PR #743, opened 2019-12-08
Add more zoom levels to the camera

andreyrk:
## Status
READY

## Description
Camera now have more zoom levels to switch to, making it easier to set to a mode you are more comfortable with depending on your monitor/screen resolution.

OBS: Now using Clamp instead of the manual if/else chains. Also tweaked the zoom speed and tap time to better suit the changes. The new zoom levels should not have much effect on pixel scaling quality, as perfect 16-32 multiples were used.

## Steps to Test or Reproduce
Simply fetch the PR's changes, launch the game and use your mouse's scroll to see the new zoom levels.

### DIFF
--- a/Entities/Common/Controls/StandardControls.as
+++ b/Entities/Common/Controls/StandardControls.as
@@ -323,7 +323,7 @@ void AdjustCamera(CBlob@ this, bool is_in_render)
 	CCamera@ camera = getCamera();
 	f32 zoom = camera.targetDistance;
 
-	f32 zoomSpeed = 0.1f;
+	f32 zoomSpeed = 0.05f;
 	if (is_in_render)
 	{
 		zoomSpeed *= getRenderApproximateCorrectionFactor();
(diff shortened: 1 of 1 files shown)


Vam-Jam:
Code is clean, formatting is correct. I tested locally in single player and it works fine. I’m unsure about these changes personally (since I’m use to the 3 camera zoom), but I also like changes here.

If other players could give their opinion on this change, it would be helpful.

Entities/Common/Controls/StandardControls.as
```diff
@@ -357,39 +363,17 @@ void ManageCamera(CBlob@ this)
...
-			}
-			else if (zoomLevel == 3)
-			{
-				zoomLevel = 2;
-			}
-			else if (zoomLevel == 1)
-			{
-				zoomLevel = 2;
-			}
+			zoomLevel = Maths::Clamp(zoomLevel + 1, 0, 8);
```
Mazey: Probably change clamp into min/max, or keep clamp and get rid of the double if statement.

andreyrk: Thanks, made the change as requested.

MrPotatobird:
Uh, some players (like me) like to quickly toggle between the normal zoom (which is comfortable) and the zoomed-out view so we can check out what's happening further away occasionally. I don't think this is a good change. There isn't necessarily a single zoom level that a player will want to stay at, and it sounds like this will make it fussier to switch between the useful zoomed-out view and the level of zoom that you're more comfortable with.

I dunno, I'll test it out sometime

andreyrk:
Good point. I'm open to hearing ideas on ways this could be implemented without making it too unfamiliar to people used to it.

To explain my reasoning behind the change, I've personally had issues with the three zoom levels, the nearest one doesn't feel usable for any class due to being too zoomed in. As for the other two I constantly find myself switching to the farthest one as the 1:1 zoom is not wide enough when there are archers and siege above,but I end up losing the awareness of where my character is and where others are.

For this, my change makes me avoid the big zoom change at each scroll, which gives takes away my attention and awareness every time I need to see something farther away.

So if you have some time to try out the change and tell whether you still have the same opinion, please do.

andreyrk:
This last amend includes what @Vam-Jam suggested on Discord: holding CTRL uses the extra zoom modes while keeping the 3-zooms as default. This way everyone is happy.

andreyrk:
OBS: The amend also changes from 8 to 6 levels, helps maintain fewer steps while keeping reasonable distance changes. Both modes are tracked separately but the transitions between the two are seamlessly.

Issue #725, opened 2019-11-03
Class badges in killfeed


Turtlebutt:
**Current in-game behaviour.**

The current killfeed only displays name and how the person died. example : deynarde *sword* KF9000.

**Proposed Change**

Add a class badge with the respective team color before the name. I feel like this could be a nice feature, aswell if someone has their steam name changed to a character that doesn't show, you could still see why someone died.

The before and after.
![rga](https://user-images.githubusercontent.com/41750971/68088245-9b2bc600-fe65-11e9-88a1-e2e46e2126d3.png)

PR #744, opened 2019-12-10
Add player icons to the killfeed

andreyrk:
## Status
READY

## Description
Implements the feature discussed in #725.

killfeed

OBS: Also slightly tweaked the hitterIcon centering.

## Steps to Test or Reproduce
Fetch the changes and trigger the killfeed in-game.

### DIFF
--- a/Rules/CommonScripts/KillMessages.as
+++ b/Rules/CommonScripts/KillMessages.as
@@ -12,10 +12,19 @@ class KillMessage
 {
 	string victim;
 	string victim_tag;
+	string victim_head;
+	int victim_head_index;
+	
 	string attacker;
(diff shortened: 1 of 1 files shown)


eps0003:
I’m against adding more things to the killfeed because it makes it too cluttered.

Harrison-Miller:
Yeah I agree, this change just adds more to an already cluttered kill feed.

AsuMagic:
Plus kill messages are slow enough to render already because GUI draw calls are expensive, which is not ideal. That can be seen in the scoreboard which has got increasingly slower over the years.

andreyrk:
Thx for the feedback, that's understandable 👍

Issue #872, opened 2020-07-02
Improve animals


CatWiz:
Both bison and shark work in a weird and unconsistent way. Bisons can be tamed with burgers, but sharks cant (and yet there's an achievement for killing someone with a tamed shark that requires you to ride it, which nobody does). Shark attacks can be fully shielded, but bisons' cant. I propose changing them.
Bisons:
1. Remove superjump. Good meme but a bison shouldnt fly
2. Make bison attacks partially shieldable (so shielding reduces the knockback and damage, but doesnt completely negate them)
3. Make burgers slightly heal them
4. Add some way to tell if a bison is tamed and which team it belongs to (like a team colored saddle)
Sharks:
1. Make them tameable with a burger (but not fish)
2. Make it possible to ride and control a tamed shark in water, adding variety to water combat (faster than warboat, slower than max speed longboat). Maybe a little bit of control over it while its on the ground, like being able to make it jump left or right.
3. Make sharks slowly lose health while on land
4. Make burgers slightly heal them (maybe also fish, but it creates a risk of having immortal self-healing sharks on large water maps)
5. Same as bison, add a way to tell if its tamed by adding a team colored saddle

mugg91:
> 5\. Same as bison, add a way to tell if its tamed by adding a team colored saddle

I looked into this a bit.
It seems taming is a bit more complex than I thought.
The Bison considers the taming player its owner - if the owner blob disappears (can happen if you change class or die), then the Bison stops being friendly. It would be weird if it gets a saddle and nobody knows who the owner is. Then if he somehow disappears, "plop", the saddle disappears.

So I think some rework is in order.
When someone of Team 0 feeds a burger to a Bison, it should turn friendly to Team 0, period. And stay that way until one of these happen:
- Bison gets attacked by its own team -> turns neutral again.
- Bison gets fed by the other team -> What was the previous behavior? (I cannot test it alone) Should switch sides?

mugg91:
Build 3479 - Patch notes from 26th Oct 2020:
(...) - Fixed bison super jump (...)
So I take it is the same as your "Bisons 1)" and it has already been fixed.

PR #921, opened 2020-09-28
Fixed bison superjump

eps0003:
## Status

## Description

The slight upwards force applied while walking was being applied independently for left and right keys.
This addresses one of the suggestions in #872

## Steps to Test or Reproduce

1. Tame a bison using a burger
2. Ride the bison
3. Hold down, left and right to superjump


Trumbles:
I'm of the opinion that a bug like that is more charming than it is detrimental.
= = = = = = =
» **What the exercise asks**
Read through the entries and copy each line in which "slightly" appears.

» **Answer to this problem**
OBS: Also slightly tweaked the hitterIcon centering.
3. Make burgers slightly heal them
4. Make burgers slightly heal them (maybe also fish, but it creates a risk of having immortal self-healing sharks on large water maps)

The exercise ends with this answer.